We construct a valuation of the boolean variables in the 3SAT instance as follows: for $1 \le i \le m$, set $x_i$ to true if there is a duplication placed on some edge on the path from $\alpha _i$ to $y_i$, and set $x_i$ to false if there is a duplication along the path from $\alpha _i$ to $\overline{y}_i$.
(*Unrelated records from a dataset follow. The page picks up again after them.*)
PR #108, opened 2020-11-02
Avoid full buffer copy in `map_lexeme`

Leonidas-from-XIV:
As mentioned in #85 by @skcho, the code in `map_ident`/`map_string` was changed to not copy the whole buffer and give a start/end point (though this happened somewhat more on the accidental than deliberate side) thus subtly changing the semantics of the data `f` was called on. This saves copying but prevents `f` from peeking beyond the borders it was
assigned. Whether this breaks consumers depends on what they do with it.

Nevertheless, what this PR does is it applies the same logic to `map_lexeme`, so while the semantics might have changed at least they change in a consistent way.

Closes #85

### DIFF
--- a/CHANGES.md
+++ b/CHANGES.md
@@ -23,6 +23,11 @@
 - The function `to_file` now adds a newline at the end of the generated file. An
   optional argument allows to return to the original behaviour (#124, @panglesd)
 
+### Fix
+
+- Avoid copying unnecessarily large amounts of strings when parsing (#85, #108,
+  @Leonidas-from-XIV)
+
 ## 1.7.0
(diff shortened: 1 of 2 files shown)


panglesd (approved):
I'm not really sure about this one.
I checked in the `atd` codebase, and `map_lexeme` does not seem to be used (anyway, `atd` will have to change quite a few things as yojson does not use `outbuf` anymore). 
I search for `map_lexeme` on github and it does not seem to be anywhere except old vendored libraires.

So I think changing it to be more consistent with `map_ident`/`map_string` is ok!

Consider an arbitrary clause $C_j$ and its corresponding gadget in the gene tree. Part 2 of the leaf map requires that there be an edge in D separating each pair of of $k_{1, j}$, $k_{2, j}$, and $k_{3, j}$, but, as noted above, only two edges of D are placed within that clause gadget. Since $\delta '_j$ is the lca of $k_{1, j}$ and $k_{2, j}$, at least one duplication must be placed in the subtree rooted at $\delta '_j$. Therefore, at least one of the three paths from $\delta _j$ to $k'_{1, j}$, $k'_{2, j}$, and $k'_{3, j}$ does not contain an edge in D. Without loss of generality, assume that the path from $\delta _j$ to $k'_{1, j}$ does not contain an edge in D and let $x_i$ be the first literal in clause $C_j$ (the argument is analogous if $x_i$ is the second or third literal of the clause). Then, by part 3 (analogously, part 4) of the leaf map, $k'_{1, j}$ and $y_{i, j}$ must be separated by an edge in D. Since this edge occurs in the variable gadget for $x_i$, by the observations above it must occur on the path from $\alpha _i$ to $y_i$, resulting in setting $x_i =$ true and thereby satisfying clause $C_j$.
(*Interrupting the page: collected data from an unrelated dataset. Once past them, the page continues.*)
PR #116, opened 2021-11-22
Run changelog action against `master` branch

Leonidas-from-XIV:
This is currently the branch that this repo uses as default.


NathanReb:
Argh good catch! We could also rename the branch!

NathanReb (approved):

Leonidas-from-XIV:
@NathanReb Good idea but I would wait for this after we get 2.0 out of the door to start off some major janitoring work (like removing CPPO and the silly variants) for 3.0.

PR #117, opened 2021-11-30
Add bench dependencies on core and core_bench.

tmcgilchrist:


tmcgilchrist:
There's one failure on 4.02 with compiling `core_extended` that's a dependency of `core_bench`.
This [version](https://opam.ocaml.org/packages/core_extended/core_extended.113.33.03/) is the last to support 4.02  which seems to have the bug https://github.com/janestreet/core_extended/issues/12.
Putting a lower bound of 4.03 on the opam file would avoid this issue, not sure if anyone would be actively using 4.02 anymore?

c-cube:
benchmarks don't seem to be run as part of `opam install yojson -t`, so I don't think this should be a dependency. If people want to benchmark yojson locally they can install the dependencies.

Leonidas-from-XIV:
Yes, the benchmark is not part of the test, partly because that would be a rather heavy dependency and partly because they don't really test anything as there is no benchmark value so it wouldn't be possible to fail or succeed a test. It would be great if we could specify a `with-bench` variable in `opam` but custom variable handling in OPAM is somewhat arcane.

What would however be necessary is to figure out how to exclude `dune` from building this code on CI because it is failing the build on the `master` branch. I thought that moving it into its own `@bench` alias would do so but apparently it is still part of `@install @check @runtest`

(Overall it would be nice to run this code on CI to notice bitrot, but we'd need to have a way to specify independent test steps)

tmcgilchrist:
`ocaml-ci` is driven off the `opam` files it finds in the repository to work out what to build. Something like `with-bench` or another way of introducing different classes of tests/benchmarks would be very useful but isn't currently available.

So one option is to introduce a second opam file `yojson-bench.json`, have that depend on yojson/core_bench, and change the opam build config to build the benchmarks but not run them in CI.  https://github.com/ocaml-community/yojson/pull/117/commits/bd0d4fd1d08502c09048db6dd4d1d46a53c568a1

Leonidas-from-XIV:
I'm wondering whether this is a changelog-less change. Given the previous binary wasn't ever installed, it is not much of a change for users going forward. But they can install the binary now (though it feels somewhat nonsensical to submit `yojson_bench` to opam-repository, given it only exists to run in CI)

tmcgilchrist:
Agree that submitting `yojson_bench` to opam would be a bad idea. 

There's an unfortunate functionality gap between needing an opam file to drive CI and not wanting something as a package when submitting upstream via `dune-release`.

I don't have a good solution for that, perhaps the best option is to edit the opam-repository PR and remove the mention of `yojson_bench`. Having that as an option in `dune-release` would be useful.

Leonidas-from-XIV:
@tmcgilchrist Could you add a short entry in the changelog about this? I think we should merge it, for the CI to be helpful again and then we could see if we find a better solution for this later. Let's not have perfect be the enemy of good.

panglesd (approved):
Looks good to me :)

PR #119, opened 2022-01-17
Add package to build the benchmark

Leonidas-from-XIV:
This is probably not the best approach to deal with the benchmarks that have heavy dependencies but possibly a starting point on how to get it sorted out.


Leonidas-from-XIV:
Already handled by #117 with essentially the exact same approach, closing.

Thus, all clauses are satisfied and the 3SAT instance is satisfiable. $\Box$

APX-hardness of the DLC parsimony problem

When only the duplication cost is considered, the DLC optimization problem, DLCOP, can be approximated arbitrarily well using the polynomial-time approximation scheme (PTAS) for Multicut in binary trees [4] since duplications correspond exactly to removed edges in the Multicut problem. However, we now show that DLCOP has no PTAS in general, unless P = NP. Specifically, we show that DLCOP is APX-hard when duplications and losses are considered. We establish this result by a polynomial-time reduction from max3sat(b) which comprises a Boolean formula in 3-CNF form in which each variable appears at most B times in the clauses. Arora [9] showed that, for some $\epsilon$, $0< \epsilon < 1$, there exists a constant value of B ($B = 13$) and a polynomial-time reduction from any NP-complete problem $\Pi$ to max3sat(b) that maps yes instances of $\Pi$ to satisfiable instances of max3sat(b) and no instances of $\Pi$ to instances of max3sat(b) in which less than $1-\epsilon$ of the total number of clauses are satisfiable.
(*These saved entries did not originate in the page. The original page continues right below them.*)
PR #122, opened 2022-01-21
remove restriction against generating JSON with an atomic root value

### LINKED ISSUE #121: `pretty_print` raises errors when asked to print any value other than an array or object
e.g.:

```
utop # Format.printf "%a@." (Yojson.Basic.pretty_print ~std:true) (`Int 5);;
Exception:
Yojson.Json_error
 "Root is not an object or array as requested by the JSON standard"
```
My first question is, where does the standard request that JSON values aside from objects and arrays not be printed? Looking at [json.org](http://json.org), and the actual [ECMA standard](https://www.ecma-international.org/wp-content/uploads/ECMA-404_2nd_edition_december_2017.pdf), I don't see any language to this effect. On the contrary, the ECMA document states plainly that "A JSON value can be an object, array, number, string, true, false, or null", and the quasi-BNF on the side of json.org is pretty clear that any of these things is a valid JSON value.

Beyond litigating the specification though, the current behaviour is just incredibly unhelpful. Javascript runtimes happily `parse` and `stringify` non-object and non-array "root" values, and OCaml programs need to deal with the same. To that end, I consistently carry around these functions so I can serialize JSON values as required by APIs and other programs (with the understanding that my treatment of strings via Format's `%S` might actually be slightly off):

```ocaml
let pp_json f fmt =
  let open Format in
  function
  | `Null -> pp_print_string fmt "null"
  | `Int v -> pp_print_int fmt v
  | `Float v -> pp_print_float fmt v
  | `String v -> fprintf fmt "%S" v
  | `Bool v -> pp_print_bool fmt v
  | v -> fprintf fmt "@[%a@]" f v

let pp_json_basic = pp_json (Yojson.Basic.pretty_print ~std:true)

let pp_json_safe = pp_json (Yojson.Safe.pretty_print ~std:true)
```

Can we remove this limitation?

cemerick:
This fixes #121.

Unfortunately no tests to add; as it stands, there's a only a single monolithic test for pretty-printing, and the simple change doesn't seem to warrant setting up a new harness.

### DIFF
--- a/lib/pretty.ml
+++ b/lib/pretty.ml
@@ -49,11 +49,7 @@ and format_field std out (name, x) =
   Format.fprintf out "@[<hv2>%s: %a@]" (json_string_of_string name) (format std) x
 
 let pp ?(std = false) out x =
-  if std && not (is_object_or_array x) then
-    json_error
-      "Root is not an object or array as requested by the JSON standard"
-  else
-    Format.fprintf out "@[<hv2>%a@]" (format std) (x :> t)
+  Format.fprintf out "@[<hv2>%a@]" (format std) (x :> t)
 
 let to_string ?std x =
   Format.asprintf "%a" (pp ?std) x
--- a/CHANGES.md
+++ b/CHANGES.md
@@ -12,6 +12,8 @@
 - Removed `yojson-biniou` library
 - Removed deprecated `json` type aliasing type `t` which has been available
   since 1.6.0 (@Leonidas-from-XIV, #100).
+- Removed constraint that the "root" value being rendered (via either
+  `pretty_print` or `to_string`) must be an object or array. (@cemerick, #121)
 
 ### Add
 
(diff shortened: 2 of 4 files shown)


Leonidas-from-XIV:
Could you add a note in the changelog? Not that I expect things to be breaking a lot but it would probably be helpful to users to know since when the behavior was improved.

cemerick:
Sure, my bad, just updated to include a changelog entry.

lib/pretty.ml
```diff
@@ -49,11 +49,7 @@ and format_field std out (name, x) =
   Format.fprintf out "@[<hv2>%s: %a@]" (json_string_of_string name) (format std) x
 
 let pp ?(std = false) out x =
-  if std && not (is_object_or_array x) then
```
Leonidas-from-XIV, line 52: It looks like `is_object_or_array` is not used anymore (since these were the only uses of it and I can't imagine where else this would be useful), could you remove it too? Avoids us dragging around dead code.

Leonidas-from-XIV (changes requested):
Looks good, I think we can remove even more dead code.

We just fixed the CI (finally), could you rebase on current master?

lib/pretty.ml
cemerick: Sure, done :+1:

Leonidas-from-XIV (approved):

Our reduction maps an instance of max3sat(b) with n clauses (for sufficiently large values of n) to an instance of DLCOP and a parameter b such that the optimal solution to the DLCOP instance is less than b if the max3sat(b) instance is satisfiable and more than $(1+\alpha )b$ if at most $(1-\epsilon )n$ clauses can be satisfied, for some constant $\alpha >0$. If a polynomial-time $(1+\alpha )$-approximation algorithm exists for DLCOP, we can apply our gap-preserving reduction to generate a DLCOP instance from the max3sat(b) instance and then run the putative approximation algorithm to distinguish between satisfiable and $(1-\epsilon )$-satisfiable instances of max3sat(b). Thus, the existence of a $(1+\alpha )$-approximation algorithm for DLC implies that $P=NP$, and the approximation-hardness of DLCOP follows.

Reduction

Given an instance of max3sat(b) comprising m variables and n clauses, we construct an instance of DLCOP comprising a gene tree, a species tree, a leaf map, and event costs. The reduction is based on the NP-hardness reduction in the previous section but introduces more complex gadgetry and uses nonzero cost for loss events.

Thorn gadget

An $\ell$ -thorn gadget, depicted in Fig. 6, is a binary tree with $\ell$ leaves constructed as follows: let the root node be $u_1$. Each node $u_i$ has two children: internal node $u_{i+1}$ and leaf $t_i$, $1 \le i \le \ell -2$. Node $u_{\ell - 1}$ has two leaf children $t_{\ell -1}$ and $t_{\ell }$. Leaf $t_{\ell }$ is denoted the end tip of the thorn gadget.